Pamiętaj, że my tu zawsze jesteśmy z Tobą i mocno trzymamy kciuki za Hipcia.
Moc buziaków dla Was.
 
Jak dobrze, ze to już koniec. Macie to już za sobą kochani. Wszyscy całą Waszą czwórką byliście bardzo dzielni.
Zobaczysz jeszcze kilka dni i Hipcio dojdzie do siebie po tej chemii, Przykro , że jest osłabiony, dobrze, że chociaż najlepsze pod słońcem mamine mleczko pije. Daj mu kilka dni Kochana. Teraz należą Wam się wakacje jakiś wypad, choćby jednodniowy nad jeziorko czy cuś pomyślcie. Jestem z Was taka dumna, bo droga przez tą chorobę była taka trudna, a Wy wygraliście tą wojnę.

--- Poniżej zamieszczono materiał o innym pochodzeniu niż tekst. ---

PR #13613, opened 2026-03-01
Panel cleanup 2

JosephMcc:
This ports a few more things over to classes and GObject. It removes two more uses of CinnamonGenericContainer in the PanelDummy and Panel objects. This could be taken further but doing the best I can to minimize any possible breakage.

The entire file is a bit of a mess in styling. Cleaned up a bit but it could use some more work.

Tested this quite a bit but it's possible there are a few lingering issues.

### DIFF
--- a/js/ui/appletManager.js
+++ b/js/ui/appletManager.js
@@ -597,7 +597,7 @@ function createApplet(extension, appletDefinition, panel = null) {
         // FIXME: Panel height is now available before an applet is initialized,
         // so we don't need to pass it to the constructor anymore, but would
         // require a compatibility clean-up effort.
-        applet = extension.module.main(extension.meta, orientation, panel.heightForZone, applet_id);
+        applet = extension.module.main(extension.meta, orientation, panel.heightForZones, applet_id);
     } catch (e) {
         Extension.logError(`Failed to evaluate 'main' function on applet: ${uuid}/${applet_id}`, uuid, e);
         return null;


js/ui/appletManager.js
```diff
@@ -597,7 +597,7 @@ function createApplet(extension, appletDefinition, panel = null) {
         // FIXME: Panel height is now available before an applet is initialized,
         // so we don't need to pass it to the constructor anymore, but would
         // require a compatibility clean-up effort.
-        applet = extension.module.main(extension.meta, orientation, panel.height, applet_id);
+        applet = extension.module.main(extension.meta, orientation, panel.heightForZone, applet_id);
```
mtwebster: should be Zones not Zone?

mtwebster:
Quite a few spices check `panel.height` - they'll probably be ok except in hidpi, or does it even matter?

I wonder if I should flag it in our PR scanner..

edit: It looks like panel.height was the 'real' height already, though I guess vertical panels would break this... so we probably need to flag them in the scanner...

js/ui/appletManager.js
JosephMcc: Good catch. Fixed now.

JosephMcc:
It probably does need to be flagged. I almost left that commit out to do in a separate PR because I knew it might cause issues. Previously, panel.height() returned either the panels height or width based on the orientation. Using a variable name that shadowed an objects actual property wasn't a good choice to begin with. Now that it's an actual object, panel.height will return the panels real height regardless of orientation. That's probably not what's wanted in most cases. 

In summary, it had to be renamed to something that wasn't already one of the widgets actual properties.

PR #13616, opened 2026-03-03
keyboardManager: don't append locale layout if already present

Fizmatik:
## Problem

`_buildGroupStrings()` in `js/ui/keyboardManager.js` unconditionally appends the locale-derived layout (from `_getLocaleLayout()`) to every XKB group via `.concat(this._localeLayoutInfo)`.

When the user's configured layouts already include the locale layout (e.g. `ru` layout with `ru_RU.UTF-8` locale), this produces duplicates — `setxkbmap` reports `us,ru,ru` instead of `us,ru`, adding a phantom third layout to the switcher.

This affects all users whose system locale matches one of their configured keyboard layouts (common for Russian, Ukrainian, German, French, and many other non-English locales).

### Steps to reproduce

1. Set system locale to `ru_RU.UTF-8` (or any non-English locale)
2. Configure keyboard layouts: English (US) + Russian
3. Check with `setxkbmap -query`

**Expected:** `layout: us,ru`
**Actual:** `layout: us,ru,ru`

## Fix

Check whether the locale layout is already present in the group before appending it. This preserves the original intent (ensuring a locale layout slot is always available for toolkit mnemonics) while avoiding duplication.

## Testing

Tested on Linux Mint 22 Cinnamon (cinnamon 6.6.7, locale `ru_RU.UTF-8`). After the fix, `setxkbmap -query` correctly reports `us,ru` and the layout switcher shows exactly two layouts.

### DIFF
--- a/js/ui/keyboardManager.js
+++ b/js/ui/keyboardManager.js
@@ -159,9 +159,9 @@ var KeyboardManager = class {
     }
 
     _buildGroupStrings(_group) {
-        let dominated = _group.some(g => g.layout === this._localeLayoutInfo.layout &&
-                                         g.variant === this._localeLayoutInfo.variant);
-        let group = dominated ? _group : _group.concat(this._localeLayoutInfo);
+        let alreadyIncluded = _group.some(g => g.layout === this._localeLayoutInfo.layout &&
+                                                g.variant === this._localeLayoutInfo.variant);
+        let group = alreadyIncluded ? _group : _group.concat(this._localeLayoutInfo);
         let layouts = group.map(g => g.layout).join(',');
         let variants = group.map(g => g.variant).join(',');
         return [layouts, variants];


js/ui/keyboardManager.js
```diff
@@ -159,7 +159,9 @@ var KeyboardManager = class {
     }
 
     _buildGroupStrings(_group) {
-        let group = _group.concat(this._localeLayoutInfo);
+        let dominated = _group.some(g => g.layout === this._localeLayoutInfo.layout &&
```
mtwebster: Can you use a more self-descriptive variable name here? `alreadyIncluded` or even `exists` would be better.

Fizmatik: Done, renamed to `alreadyIncluded` in eabd0f8.

mtwebster:
Thanks, Claude likes using that variable name for some reason... I can't imagine what content it trained on to get that impression.

PR #13624, opened 2026-03-07
screensheild.js: Listen to changes to allow floating setting

JosephMcc:
We were only reading this setting at creation time and not updating on settings changes. The timer to start widgets floating also wasn't getting started on first show.


mtwebster:
Why don't we just check it in `activate()` (instead of at startup) - then we don't really need a listener.

JosephMcc:
Sure, I can do that. Is there a reason one way is better than the other?

JosephMcc:
Done. Updated and force pushed.

mtwebster:
Just so you don't need a signal handler - the setting will never change while the screensaver's active.

PR #13640, opened 2026-03-13
[WIP] notification: Limit max height and enable vscroll

anaximeno:
Avoids cases where notifications would grow beyond the monitor screen height.

### Before
Captura de ecrã de 2026-03-12 20-49-43

### After

image

### DIFF
--- a/files/usr/share/cinnamon/applets/notifications@cinnamon.org/applet.js
+++ b/files/usr/share/cinnamon/applets/notifications@cinnamon.org/applet.js
@@ -74,7 +74,7 @@ class CinnamonNotificationsApplet extends Applet.TextIconApplet {
     }
 
     _openMenu() {
-        this._update_timestamp();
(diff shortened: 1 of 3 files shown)


mtwebster:
I think this is good for a notification's initial display, but maybe the max height can be increased, or even based on some percentage of the monitor height.

Once it's in the notification *applet*, however, it should revert to its full size and remove the individual scrolling altogether - I think the parent being scrollable there is enough, and having both is confusing (scroll works for the outer but not the inner).

anaximeno:
> I think this is good for a notification's initial display, but maybe the max height can be increased, or even based on some percentage of the monitor height.
> 
> Once it's in the notification _applet_, however, it should revert to its full size and remove the individual scrolling altogether - I think the parent being scrollable there is enough, and having both is confusing (scroll works for the outer but not the inner).

Done.

PR #13948, opened 2026-08-23
screenshot: guard against double _ungrab in area/color/window pickers

rumours86:
**The bug.** A second BUTTON_RELEASE (or BUTTON_PRESS for `SelectWindow`) arriving within the 100ms fade-out animation schedules a second `_ungrab()`, so `Main.popModal()` runs twice for the same actor. The second call takes the `incorrect pop` error path in `main.js`, which first tears down the stage input mode and the X grab and only then throws — the exception aborts `_ungrab()` before `this._group.destroy()`, so the fullscreen selection overlay stays on screen: clicks land on the overlay and the panel appears frozen until the shell is restarted.

**Reproduce.** Take an area screenshot and click once more right after releasing the selection, e.g.:
```
gdbus call -e -d org.gnome.Shell.Screenshot -o /org/gnome/Shell/Screenshot -m org.gnome.Shell.Screenshot.SelectArea &
sleep 1.2
xdotool mousemove 400 400 mousedown 1 mousemove 700 600 mouseup 1 click 1
```
Watch `~/.xsession-errors` for `JS ERROR: Error: incorrect pop` from `screenshot.js` — one affected user had six occurrences in two days of normal use.

**The fix.** Finish the selection on the first release only, ignore extra input during the fade-out, and make `_ungrab()` idempotent in all three pickers (`SelectArea`, `PickColor`, `SelectWindow`).

Verified on Cinnamon 6.6.9 (Mint 22.3): normal area selection still returns the same geometry; the reproducer above no longer throws (3 runs), overlay is destroyed properly.

### DIFF
--- a/js/ui/screenshot.js
+++ b/js/ui/screenshot.js
@@ -405,6 +405,18 @@ class SelectArea {
     }
 
     _onButtonRelease(actor, event) {
+        // The selection is finished on the first release. Ignore any further
+        // press/release pairs arriving during the 100ms fade-out - each of
+        // them used to overwrite the result and schedule another _ungrab(),
+        // and the second popModal() would take the 'incorrect pop' error path
+        // after tearing down the X grab, aborting _ungrab() before
+        // this._group.destroy(): the fullscreen overlay stayed on screen and
+        // the panel appeared frozen.
+        if (!this.active || this._finishing)
+            return Clutter.EVENT_PROPAGATE;
+
+        this._finishing = true;
+
         this._result = this._getGeometry();
         this._group.ease({
             opacity: 0,
@@ -419,6 +431,12 @@ class SelectArea {
     }
 
     _ungrab() {
+        // One-shot guard, NOT this.active: Escape legitimately calls
+        // _ungrab() before any selection started (active is still false).
+        if (this._ungrabbed)
+            return;
+        this._ungrabbed = true;
+
         this.active = false;
 
         if (this.stage_event_id > 0) {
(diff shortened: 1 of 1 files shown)


rumours86:
Amended: the `_ungrab()` guard is now a one-shot `this._ungrabbed` flag instead of checking `this.active` — Escape legitimately calls `_ungrab()` before any selection has started (while `active` is still false), and the previous version of this PR would have blocked that path, leaving the overlay stuck. Verified both paths live: Escape before selecting and a normal selection both tear the overlay down cleanly; the double-release reproducer still passes.

rumours86:
Now verified against git master (built muffin + cinnamon 6.7.5, run nested): on unpatched master a second `_ungrab()` throws `incorrect pop` (reproduced live via the DBus Eval path); with this PR applied the double-ungrab and the Escape-before-selection paths both complete silently and `Main.modalCount` stays balanced.

rumours86:
I retested this against freshly built current master: Cinnamon `61c1b3d1cb1d83e263507fd59aede221bce9abf8` and Muffin `963a573eff827d740ba8ce9592f3b2873aa0b952` (6.7.8). These tests use actual XTEST input and public screenshot D-Bus calls, not direct `_ungrab()` calls.

Two real regressions were reproduced:

1. An additional move/click during the area's fade replaces the first 200×140 rectangle with 300×240 on unpatched master. This PR preserves the first rectangle.
2. Escape followed by an already-queued mouse press/release can reactivate the picker before its idle destruction and leave a captured-event handler behind. The next picker then hits disposed-widget/`incorrect pop` errors. The initial PR still allowed that press and left the next selection hanging.

Commit `b4913b2` fixes the remaining race by rejecting presses after `_ungrabbed` is set, in all three picker classes. I also removed the earlier overly specific animation explanation from the code comments: repeated `ease()` calls replace the existing transition, so the native event trace is a better explanation of the observed failure.

All 11 focused native checks and all 25 ordinary/input-race regression checks now pass: ordinary selections, preserving the first area/window result, and queued Escape followed by a new selection in area/color/window modes. They check real outputs, balanced modal state, actor destruction, subsequent GTK input and no new shell errors. Testing is X11-only; Wayland was not tested.

Pattern Check and CodeFactor pass for `b4913b2`. The [new Build run](https://github.com/linuxmint/cinnamon/actions/runs/35883294100) requires maintainer approval; the earlier failed notification was an approval expiry with zero jobs started.

Could a maintainer approve that Build run and review the updated patch?

mtwebster:
The actual fix is ok i think, but can you update the PR description and squash the commits with an updated message? Thanks

rumours86:
Done — squashed into a single commit with a full message covering both input sequences, and rewrote the PR description to match. The diff is byte-for-byte identical to what you reviewed (only the history changed); the branch is still mergeable against master.

PR #13949, opened 2026-08-23
power applet: debounce device menu rebuilds

rumours86:
**The bug.** `_devicesChanged()` is connected to the csd-power proxy's `g-properties-changed` and rebuilds the whole device menu — destroying and recreating every `DeviceItem` — on each signal. With a flapping AC adapter (loose plug / failing cable) csd-power emits a storm of signals: measured **126 in 3 minutes** against ~18 at idle. The flood of destroyed/recreated actors drives GJS into high-frequency incremental GC; while it runs, GJS blocks JS callbacks from C — including the shell's own paint vfunc (`UiActor.vfunc_paint` in `layout.js`, which paints *everything*). Result: every time the charger blinks, the entire screen freezes or goes black for seconds (`Attempting to run a JS callback during garbage collection ... The offending callback was paint(), a vfunc` at exactly the frame rate in `.xsession-errors`), and blocked destroy callbacks leave zombie notification banners floating over all windows.

**Measurements** (Cinnamon 6.6.9, 3000x2000 eDP): deliberately flapping the charger produced 200 unpainted frames over 9s with the stock applet; removing the applet from the panel dropped it to 29; with this debounce the blackouts are gone entirely (user-confirmed over many plug/unplug cycles).

**The fix.** Coalesce bursts into one rebuild per 500ms: the first signal is handled immediately (icon still reacts instantly), the rest of a burst is folded into a single trailing rebuild.

### DIFF
--- a/files/usr/share/cinnamon/applets/power@cinnamon.org/applet.js
+++ b/files/usr/share/cinnamon/applets/power@cinnamon.org/applet.js
@@ -579,6 +579,33 @@ class CinnamonPowerApplet extends Applet.TextIconApplet {
     }
 
     _devicesChanged() {
+        // Coalesce bursts of change notifications into one rebuild per 500ms.
+        // csd-power emits g-properties-changed for every UPower device update;
+        // a flapping AC adapter (loose plug) produces a storm of them (measured
+        // 126 signals in 3 minutes), and rebuilding the device menu - destroying
+        // and recreating every DeviceItem - on each signal floods GJS with
+        // garbage.  The resulting high-frequency GC blocks JS callbacks,
+        // including the shell's own paint path, so the whole screen goes black
+        // for seconds at a time (and pending actor destroys leak, leaving stuck
+        // notification banners).  The first signal is handled immediately, the
+        // rest of the burst is folded into one trailing rebuild.
+        if (this._rebuildGate === undefined)
+            this._rebuildGate = 0;
+        if (this._rebuildGate > 0) {
+            this._rebuildDirty = true;
+            return;
+        }
+        this._rebuildDirty = false;
+        this._rebuildGate = GLib.timeout_add(GLib.PRIORITY_DEFAULT, 500, () => {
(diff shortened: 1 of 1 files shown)


rumours86:
Now verified against git master (built muffin + cinnamon 6.7.5, run nested, master power applet loaded on the panel): 10 rapid `_devicesChanged()` calls result in exactly **2** full menu rebuilds — one immediate, one trailing with the final state — instead of 10. The applet loads and functions normally with the patch.

rumours86:
Retested against freshly built current master: Cinnamon `61c1b3d1cb1d83e263507fd59aede221bce9abf8` and Muffin `963a573eff827d740ba8ce9592f3b2873aa0b952` (both 6.7.8), plus current cinnamon-desktop and cinnamon-settings-daemon. This used the real applet and St actors in an isolated X11 session. A controlled service on the private session bus supplied power-device signals and delayed replies; it was not a physical charger test.

I compared unpatched master and this PR in separate native sessions, both at UI scale 1. The same burst of 40 real D-Bus property-change signals caused 40 GetPrimaryDevice/GetDevices pairs, menu rebuilds and panel updates on master, versus 2 of each with the PR. Both actual panel labels reached the final 71%. Request/reply counts were measured at the real Gio proxy and agreed with the service-side counts; the test did not assume a particular rebuild count. Sustained updates also reached the final 82%.

I added `efd6d99` to cancel the pending timeout and ignore notifications/in-flight replies after removal. Three native lifecycle tests failed with the original PR: removing with a pending trailing refresh, removing before GetPrimaryDevice returned, and removing before GetDevices returned. All seven power tests now pass, including repeated removal/re-addition and final-state checks.

The Build notification was an expired approval request, not a compiler/test failure: the old run started zero jobs. Could a maintainer approve [the new Build run](https://github.com/linuxmint/cinnamon/actions/runs/35876126262)? Pattern Check and CodeFactor already pass. The separate dependency failures on current master's own Build run remain outside this applet change.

Ja i nadal będę o Filipku pamiętać w wieczornym paciorku, żeby jak najszybciej doszedł do siebie po tej chemii.
Ściskam Was mocno.
 
Bubbles boże jak sie cieszę, że macie już za sobą to wszystko, teraz Fifciu niech nabiera sił, na pewno niedługo wróci mu apetyt i nadrobi utracone dkg. Jesteście wielcy! Buziaczki dla WAs!!
 
Kochany Filciu:) Mam nadzieję,że szybko wrócą mu siły i apetyt. Bubbles macie już to z głowy. Teraz czekamy na rezonans. Mam nadzieję,że wszystko będzie dobrze.
Kochana potrzebujesz czasu,żeby się oswoić i poukładać sobie to wszystko. Pozostaje tylko wierzyć że już nic złego nie spotka Ciebie i Twoich chłopaków. Ja w to wierzę!!
Czekam na filmik z Filciem :) Ściskam Was mocno.
 
reklama
Bubbles cóż ja mogę napisać nie umię nawet znaleść słów które są w stanie opisać jak strasznie się cieszymy że wygraliście tą batalię z chorobą
Po prostu wyściskaj swojego syneczka od nas wszystkich po pięciokroć,bo osobiście nie możemy tego zrobić a szkoda.